-- Exercise --
Each line from the first down to the one containing "### LINKED ISSUE" should be returned exactly as it appears below.
──────── Material provided
PR #3611, opened 2021-04-12
Support overriding base query for unsafe_validate_unique/4

### LINKED ISSUE #3610: changing the base query of unsafe_validate_unique
I'm thinking of creating a `unsafe_validate_unique` that accepts an option that changes the base query. Our usecase is the use of soft deletes, we want to exclude rows that are marked as `deleted`. I think it's a relatively small change and I can create a PR if needed.

dvic:
Closes #3610

### DIFF
--- a/lib/ecto/changeset.ex
+++ b/lib/ecto/changeset.ex
@@ -1832,12 +1832,17 @@ defmodule Ecto.Changeset do
 
     * `:repo_opts` - the options to pass to the `Ecto.Repo` call.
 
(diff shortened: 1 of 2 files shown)


dvic:
I had to change `maybe_exclude_itself` to use a dynamic expression because it was using `or_where` before, but with a custom base query this won't work. The current structure of the query is `base_query AND NOT (matches_primary_keys) AND matches_unique_fields`. The `matches_primary_keys` is only included if non of the values are `nil`. I tried my best to test all these cases.

josevalim:

PR #3613, opened 2021-04-13
Clarify empty_values description

Apelsinka223:
Hi! Current description is a little bit misleading, and sounds like fields with empty values would be discarded at all if there is no default value for the field. I propose to clarify a description

### DIFF
--- a/lib/ecto/changeset.ex
+++ b/lib/ecto/changeset.ex
@@ -427,7 +427,7 @@ defmodule Ecto.Changeset do
   ## Options
 
     * `:empty_values` - a list of values to be considered as empty when casting.
-      All empty values are replaced with default values on cast if default values are specified. Defaults to `[""]`
+      Empty values are always replaced by the default value of the respective key. Defaults to `[""]`
 
   ## Examples
 
--- a/lib/ecto/changeset.ex
+++ b/lib/ecto/changeset.ex
@@ -427,7 +427,7 @@ defmodule Ecto.Changeset do
   ## Options
 
     * `:empty_values` - a list of values to be considered as empty when casting.
-      All empty values are discarded on cast. Defaults to `[""]`
+      All empty values are replaced with default values on cast if default values are specified. Defaults to `[""]`
 
   ## Examples
 


lib/ecto/changeset.ex
```diff
@@ -427,7 +427,7 @@ defmodule Ecto.Changeset do
   ## Options
 
     * `:empty_values` - a list of values to be considered as empty when casting.
-      All empty values are discarded on cast. Defaults to `[""]`
+      All empty values are replaced with default values on cast if default values are specified. Defaults to `[""]`
```
josevalim, line 430: I am not sure this is clearer. Can you please provide an example of what this sentence is meant to clarify? Thank you.

Apelsinka223: ### Current behavior without defaults:

```
defmodule User do
  schema "users" do
      field :first_name, :string
      field :last_name, :string
  end   
  
  def changeset(user, attrs) do
      user
      |> cast(attrs, [:first_name, :last_name], empty_values: [""])
  end
end

user = %User{first_name: "some name"} # user has non-empty first_name
User.changeset(user, %{first_name: ""}) 
=> 
#Ecto.Changeset<
  action: nil,
  changes: %{first_name: ""}, # first_name no discarded from changeset and set to ""
  errors: [],
  data: #User<>,
  valid?: true
> 
```

### Current behavior with defaults:

```
defmodule User do
  schema "users" do
      field :first_name, :string, default: "first_name"
      field :last_name, :string
  end   
  
  def changeset(user, attrs) do
      user
      |> cast(attrs, [:first_name, :last_name], empty_values: [""])
  end
end

user = %User{first_name: "some name"} # user has non-empty first_name
User.changeset(user, %{first_name: ""}) 
=> 
#Ecto.Changeset<
  action: nil,
  changes: %{first_name: "first_name"}, # first_name no discarded from changeset and set to default value "first_name"
  errors: [],
  data: #User<>,
  valid?: true
> 
```

### Expected behavior regardless of whether there is default value for field or not:
```
user = %User{first_name: "some name"} # user has non-empty first_name
User.changeset(user, %{first_name: ""}) 
=> 
#Ecto.Changeset<
  action: nil,
  changes: %{}, # no changes, because fields with empty_values where discarded
  errors: [],
  data: #User<>,
  valid?: true
> 
```

I apologize If there is any issue with construction of the phrase, feel free to correct it.

josevalim: Thank you for the write up! I get a different result for your first code snippet though:

```elixir
iex(2)> user = %User{first_name: "some name"} # user has non-empty first_name
%User{
  __meta__: #Ecto.Schema.Metadata<:built, "users">,
  first_name: "some name",
  id: nil,
  last_name: nil
}
iex(3)> User.changeset(user, %{first_name: ""})
#Ecto.Changeset<
  action: nil,
  changes: %{first_name: nil},
  errors: [],
  data: #User<>,
  valid?: true
>
```

At least on Ecto v3.6, the empty value is always discarded and the default value is used instead. So maybe we should say:

```suggestion
      Empty values are always discarded and the default value for the respective key is used instead. Defaults to `[""]`
```

?

Apelsinka223: Oh, you are right about first example, I made an error. 
Maybe I am wrong in interpretation of "discarded" meaning, but for me it sounds like the change wouldn't be passed to the changeset at all. And I'd rather change this word on something more related to "nullifying".

josevalim:

PR #3616, opened 2021-04-14
Fix documentation typo

leonzalion:
I think it should be `where: p.id == any` instead of `where: p.id = any` if I'm not mistaken :)


josevalim:

PR #3620, opened 2021-04-21
Allows *_many relations to be considered empty if they are nil.

Adzz:
Right now you can set a changeset to have an `nil` for a has_many / embeds_many relation, but if you do that `Ecto.Changeset.Relation.empty?/2` errors. I think it should instead return true.

I don't know if this is a good idea so I thought I'd open a PR to see.

### DIFF
--- a/lib/ecto/changeset/relation.ex
+++ b/lib/ecto/changeset/relation.ex
@@ -32,9 +32,9 @@ defmodule Ecto.Changeset.Relation do
   Checks if the container can be considered empty.
   """
   def empty?(%{cardinality: _}, %NotLoaded{}), do: true
+  def empty?(%{cardinality: _}, nil), do: true
   def empty?(%{cardinality: :many}, []), do: true
   def empty?(%{cardinality: :many}, changes), do: filter_empty(changes) == []
-  def empty?(%{cardinality: :one}, nil), do: true
   def empty?(%{}, _), do: false
 
   @doc """


josevalim:
> Right now you can set a changeset to have an nil for a has_many / embeds_many relation

How are you setting to nil? What do you mean that you can set it? :) I am not sure if `nil` is actually valid generally and you might run into further issues.

Adzz:
Sorry I should have explained!

```elixir
Mix.install([:ecto])

defmodule Mate do
  use Ecto.Schema

  embedded_schema do
    field(:name, :string)
  end
end

defmodule Thing do
  use Ecto.Schema

  embedded_schema do
    field(:name, :string)
    has_many(:mates, Mate)
  end
end


data = %{name: "Ted Danson"}
(
  changeset = Ecto.Changeset.cast(%Thing{mates: nil}, data, [:name]) 
  |> Ecto.Changeset.cast_assoc(:mates)
)

{_, relation} =  Map.get(Thing.__changeset__(), :mates)

relation_in_changes = Map.get(changeset.changes, :mates)
relation_in_data = Map.fetch!(changeset.data, :mates)

# These both error:
Ecto.Changeset.Relation.empty?(relation, relation_in_changes)
Ecto.Changeset.Relation.empty?(relation, relation_in_data)
```

josevalim:
Nothing fails because we are likely checking and/or normalizing nils before.  :)

Keep in mind `Ecto.Changeset.Relation.empty?` are private functions, so I still don't understand which error you are running into. Unless the error is in calling the function directly, which you should not!

Adzz:
Yes the error is calling them directly the last two lines in the snippet above. 

Ah okay i didn’t know they were private! I can work around it instead.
────────────────
-- Task result --
PR #3611, opened 2021-04-12
Support overriding base query for unsafe_validate_unique/4

### LINKED ISSUE #3610: changing the base query of unsafe_validate_unique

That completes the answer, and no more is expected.